We have a photographer that has worked w/ us for 25 years. He comes in and takes every child's picture. He sends home a packet of the pictures w/ every child. He does such a great job w/ the pictures, that parents basically can't say no once they see them. The parents also like this process because it happens while they are at work and they don't have to fight w/ the kids to sit nice....lol


----------



## GerryDavid (Jan 19, 2011)

Thanks for the input mishele.  

speaking daycare, how is the business of that going?  Starting one up has been on the back of our minds for a while now.  My wife loves kids and once we have some, starting a daycare might be a good idea.  That way she can still spend time with them, and make money at the same time.    Looking at the #'s that VA allows, it looks like we could easily have 5 to 6 kids per adult depending on the age groups.  we just have to find out what the going rate is for kids around here to see if its viable.


----------



## CCericola (Jan 19, 2011)

Hi,

I have worked for 2 studios that specialized in Daycare and school photography for almost 10 years. Here is what you are up against:

Corporate Contracts: For instance the Knowledge Learning Center schools are under a corporate contract for pictures. The Director may hire you for an additional picture day for a special occasion but not for the large shoot.
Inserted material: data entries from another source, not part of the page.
PR #2063, opened 2022-08-17
IBX-1648: Added allow_extra_fields to allow remove image with extra form fields

mateuszdebinski:
| Question      | Answer
| ------------- | ---
| Tickets       | [IBX-1648](https://issues.ibexa.co/browse/IBX-1648)
| Bug fix?      | yes
| New feature?  | no
| BC breaks?    | no
| Tests pass?   | yes
| Doc needed?   | no

Added allow_extra_fields to allow send a form with extra data like confirm that "I understand the consequences of this action." even if that field is no need anymore and move to trash item

#### Checklist:
- [x] Ready for Code Review


adamwojs (changes requested):
IMHO scenario described in JIRA issue is invalid. Have you discussed/confirmed what is desired behavior with ENGINEERING/PM team?

PR #2065, opened 2022-08-22
IBX-3681 - Added selectedLanguage update on location change in UDW

mateuszbieniek:
| Question      | Answer
| ------------- | ---
| Tickets       | [IBX-3681](https://issues.ibexa.co/browse/IBX-3681)
| Bug fix?      | yes
| New feature?  | no
| BC breaks?    | no

When a location is clicked inside UDW the languageSelected is set by
```
    const [selectedLanguage, setSelectedLanguage] = useState(preselectedLanguage || firstLanguageCode);
```
Unfortunately, `useState` only sets the value of the hook and won't update it with the next elements clicked, which can end up in a different Language used by Content on the Fly, when the default element in the Language Selected form is the one that user wants to use (so no `onClick` event).
The change introduced ensures that `languageSelected` const has a proper value set.

### DIFF
--- a/src/bundle/ui-dev/src/modules/universal-discovery/components/content-create-widget/content.create.widget.js
+++ b/src/bundle/ui-dev/src/modules/universal-discovery/components/content-create-widget/content.create.widget.js
@@ -78,6 +78,9 @@ const ContentCreateWidget = () => {
     });
 
     useEffect(() => {
+        setSelectedLanguage(preselectedLanguage || firstLanguageCode)
+    }, [preselectedLanguage, firstLanguageCode]);
+    useEffect(() => {
         window.eZ.helpers.tooltips.parse(refContentTree.current);
     }, []);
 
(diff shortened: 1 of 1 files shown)


src/bundle/ui-dev/src/modules/universal-discovery/components/content-create-widget/content.create.widget.js
```diff
@@ -77,6 +77,9 @@ const ContentCreateWidget = () => {
         'c-content-create--hidden': !createContentVisible,
     });
 
+    useEffect(() => {
+        setSelectedLanguage(preselectedLanguage || firstLanguageCode)
+    }, [preselectedLanguage, firstLanguageCode]);
```
GrabowskiM, line 82:
```suggestion
    }, [preselectedLanguage, firstLanguageCode]);
    
```

GrabowskiM (changes requested):

GrabowskiM (approved):

OstafinL (approved):

tomaszszopinski:
After patch appliance original error is fixed, but 404 error appears when Article CT is opened (step 8 in Jira)

https://user-images.githubusercontent.com/59650405/186133281-fc7361b3-a77c-4128-8b4b-414da66ead63.mov

.

tomaszszopinski (approved):

mateuszbieniek:
> After patch appliance original error is fixed, but 404 error appears when Article CT is opened (step 8 in Jira)
> 2065_1.mov
> 
> .

Issue not related to the fix:
https://issues.ibexa.co/browse/IBX-3713
The fix only makes it easier to surface.

PR #2074, opened 2022-10-25
IBX-1648: Added redirect when the trash form has any error

mateuszdebinski:
| Question      | Answer
| ------------- | ---
| Tickets       | https://issues.ibexa.co/browse/IBX-1648
| Bug fix?      | yes
| New feature?  | no
| BC breaks?    | no
| Tests pass?   | yes
| Doc needed?   |no

#### Checklist:
- [x] Ready for Code Review

### DIFF
--- a/src/bundle/Controller/LocationController.php
+++ b/src/bundle/Controller/LocationController.php
@@ -354,10 +354,10 @@ class LocationController extends Controller
             if ($result instanceof Response) {
                 return $result;
             }
-    
+
             $data = $form->getData();
             $location = $data->getLocation();
-    
+
             return $this->redirectToLocation($location);
         }
 
--- a/src/bundle/Controller/LocationController.php
+++ b/src/bundle/Controller/LocationController.php
@@ -357,11 +357,10 @@ class LocationController extends Controller
 
             $data = $form->getData();
             $location = $data->getLocation();
-            
+
             if ($location !== null) {
                 return $this->redirectToLocation($location);
             }
-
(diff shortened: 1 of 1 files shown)


micszo:
@mateuszdebinski does the second commit intentionally contain a different JIRA id?

mateuszdebinski:
> @mateuszdebinski does the second commit intentionally contain a different JIRA id?

Thanks, corrected, it's wasn't intentional

mikadamczyk (approved):

src/bundle/Controller/LocationController.php
```diff
@@ -354,6 +354,11 @@ public function trashAction(Request $request): Response
             if ($result instanceof Response) {
                 return $result;
             }
+
+            $data = $form->getData();
+            $location = $data->getLocation();
+
+            return $this->redirectToLocation($location);
```
ViniTou: What if `$location` is null?

mateuszdebinski: Is it at all possible for `$location` to be empty when operating on location?

but of course, I can add 'if' if it doesn't find a location then move it to the trash as it is now

mateuszdebinski: Ok never mind I checked and it's possible. Added condition to check if the location is not null

ViniTou (approved):

konradoboza (approved):

bogusez (approved):

PR #2077, opened 2022-11-14
IBX-4078: Moment.js localization

barw4:
| Question      | Answer
| ------------- | ---
| Tickets       | [IBX-4078](https://issues.ibexa.co/browse/IBX-4078)
| Bug fix?      | no
| New feature?  | no
| BC breaks?    | no
| Tests pass?   | yes
| Doc needed?   | no

The language will be picked up from the User's Back Office settings.

#### Checklist:
- [x] Ready for Code Review

### DIFF
--- a/src/bundle/Resources/public/js/scripts/admin.format.date.js
+++ b/src/bundle/Resources/public/js/scripts/admin.format.date.js
@@ -1,4 +1,8 @@
-(function(moment) {
+(function(moment, eZ) {
+    const { backOfficeLanguage } = eZ.adminUiConfig;
+
+    moment.locale(backOfficeLanguage);
+
     /*
         ([yqLdDeEcaZ])\1* -> find any pattern of one or repeated one of these characters
         or
@@ -134,4 +138,4 @@
 
         return this.format(form);
     };
-})(window.moment);
+})(window.moment, window.eZ);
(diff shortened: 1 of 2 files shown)


src/bundle/Resources/public/js/scripts/admin.format.date.js
```diff
@@ -1,4 +1,8 @@
-(function(moment) {
+(function(moment, eZ) {
+    const { backOfficeLanguage } = eZ.adminUiConfig;
+
+    moment.locale(backOfficeLanguage);
```
tischsoic, line 4: Not sure, but maybe this should be set in the header in `src/bundle/Resources/views/themes/admin/ui/layout.html.twig` so that it will be set globally?

barw4: @tischsoic Aren't we kinda setting it globally? This is the same file that adds additional methods to moment.js and is fired after loading dom. All `window.moment` calls we are utilizing will have such locale assigned.

tischsoic: Ok, you are right, this file seems to fit this code. :)

tischsoic (approved):

dew326 (approved):

bogusez (approved):

PR #740, opened 2023-01-17
DOP-3447: delete stale metadata

seungpark:
[DOP-3447](https://jira.mongodb.org/browse/DOP-3447)

**Goal:** remove stale metadata from `snooty_<env>.metadata` collection

**Description:**
- add a db utility function that deletes from collection, using _ids as reference
- add a metadata function that finds the stale metadata for current `project-branch` combination and extract the _ids of said documents
- call above function as a last step of the persistence module app
- add unit tests to metadata module

**note:** it is a non-goal to clear the metadata collections. we can do this as a one-off task to clear any testing data, if need be


modules/persistence/src/services/metadata/index.ts
```diff
@@ -1,23 +1,34 @@
...
+}
 // Service responsible for memoization of metadata entries.
 // Any extraneous logic performed on metadata entries as part of upload should be added here
 // or within subfolders of this module
 const metadataFromZip = (zip: AdmZip) => {
   const zipEntries = zip.getEntries();
-  return zipEntries.filter((entry) => entry.entryName === 'site.bson').map((entry) => deserialize(entry.getData()));
+  return zipEntries
+    .filter((entry) => entry.entryName === 'site.bson')
+    .map((entry) => deserialize(entry.getData()))[0] as Metadata;
```
seungpark, line 25: minor change to return the metadata file itself, not a list

seungpark: see unit test added below

modules/persistence/src/services/metadata/associated_products/index.ts
```diff
@@ -1,21 +1,15 @@
...
 
-export interface Metadata {
-  project: string;
-  branch: string;
-  associated_products?: AssociatedProduct[];
-  toctree: ToC;
-  toctreeOrder: any[];
-  [key: string]: any;
-}
+export type SharedMetadata = Metadata;
```
casthewiz, line 12: Good catch on the type duplication here!

casthewiz (approved):
This looks good!

PR #746, opened 2023-01-23
update concurrency and remove deploy dev on push

seungpark:
**Goal:** 
- update concurrency groups so that dev/stg/prd workflows can run in parallel
- remove dev deploy (unsure of purpose...) <- should we remove this completely? it hasn't been required ever, or successful in 4 months...


mmeigs (approved):
LGTM. This will be so soothing.

PR #748, opened 2023-01-25
DOP-3384: Use snooty parser binary builds

i80and:
* `apt install unzip` so we can extract the needful
* Remove the `FLIT_ROOT_INSTALL` environment variable, since we're no longer invoking `flit`
* Move the parser install logic to before the user is switched, so that we can install the parser to `/opt/snooty/`
* Add `/opt/snooty` to the system PATH so that `/opt/snooty/snooty` can be resolved
* Instead of git cloning and flit installing and all that jazz, just curl the salient parser release for linux x86_64, and unzip it in `/opt/`

Building the image succeeds, and confirmed `/opt/snooty/snooty` is accessible in the PATH.

Staged the server manual:
* https://workerpoolstaging-qgeyp.mongodbstitch.com/pages/job.html?collName=dotcom_queue&jobId=63d41e68cbd7d810f293c565
* https://mongodbcom-cdn.website.staging.corp.mongodb.com/docs-qa/stable/

### DIFF
--- a/Dockerfile
+++ b/Dockerfile
@@ -23,23 +23,21 @@ RUN cd ./modules/oas-page-builder \
 FROM ubuntu:20.04
 ARG SNOOTY_PARSER_VERSION=0.13.16
 ARG SNOOTY_FRONTEND_VERSION=0.13.36
-# The Redoc CLI branch will most likely stay static. Updates to the branch should 
+# The Redoc CLI branch will most likely stay static. Updates to the branch should
 # be limited to CLI bug fixes and Redoc dependency version bumps
 ARG REDOC_CLI_VERSION=0.1.1
 ARG FLIT_VERSION=3.0.0
 ARG NPM_BASE_64_AUTH
 ARG NPM_EMAIL
 ENV DEBIAN_FRONTEND=noninteractive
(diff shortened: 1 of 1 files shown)


Dockerfile
```diff
@@ -23,23 +23,21 @@ RUN cd ./modules/oas-page-builder \
 FROM ubuntu:20.04
 ARG SNOOTY_PARSER_VERSION=0.13.16
 ARG SNOOTY_FRONTEND_VERSION=0.13.36
-# The Redoc CLI branch will most likely stay static. Updates to the branch should 
+# The Redoc CLI branch will most likely stay static. Updates to the branch should
 # be limited to CLI bug fixes and Redoc dependency version bumps
 ARG REDOC_CLI_VERSION=0.1.1
 ARG FLIT_VERSION=3.0.0
```
rayangler, line 29: Is this arg safe to remove as well since we're no longer using flit?

rayangler (approved):
LGTM! Just one non-blocking question about removing another flit arg

Dockerfile
i80and: OOOH yes, good call. Thanks for the catch!

casthewiz (approved):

You will need to submit a criminal background check. Other companies check all their photographers and have that as a selling point. 

You will have to have more than one choice for backgrounds. I usually brought 2-3 backgrounds per shoot plus a large muslin for group shots

School and daycare photography is different than general studio photography in that the school gets a *percentage of the profits*. School pictures are a part of a school and daycare's fundraising throughout the year. The only thing they have to do is distribute price lists to the kids and picture packets. 

You will need both a male and female photographer on staff. Some schools, especially religious daycares are very strict on who can interact with the kids.

You can either ask for pre-payment or you can provide proofs. Both are used equally in the industry. The parents prefer proofs, the daycares prefer pre-pay because it is more money for them and less work.

Most daycare and preschool photography companies offer items as well. ID cards, magnets, memory mates, t-shirts etc... Parents *WILL* want to buy these and get angry if they are not offered. I still remember the great mug shortage of 2002 at my old company. It was hell.

You will have to be able to take credit cards. You can get away with not taking Amex or Discover but you will need to be able to process Visa and Mastercard. 

You will have to be ready, set up and ready to shoot around 6:00AM until 3:00 - 4:00 PM or later so siblings that have to leave for school can take pictures with their brother and sister. 

You will get spit up on, kicked, screamed at, thrown up on and snotted on. You will get sick a lot for awhile. Then you become immune to EVERYTHING.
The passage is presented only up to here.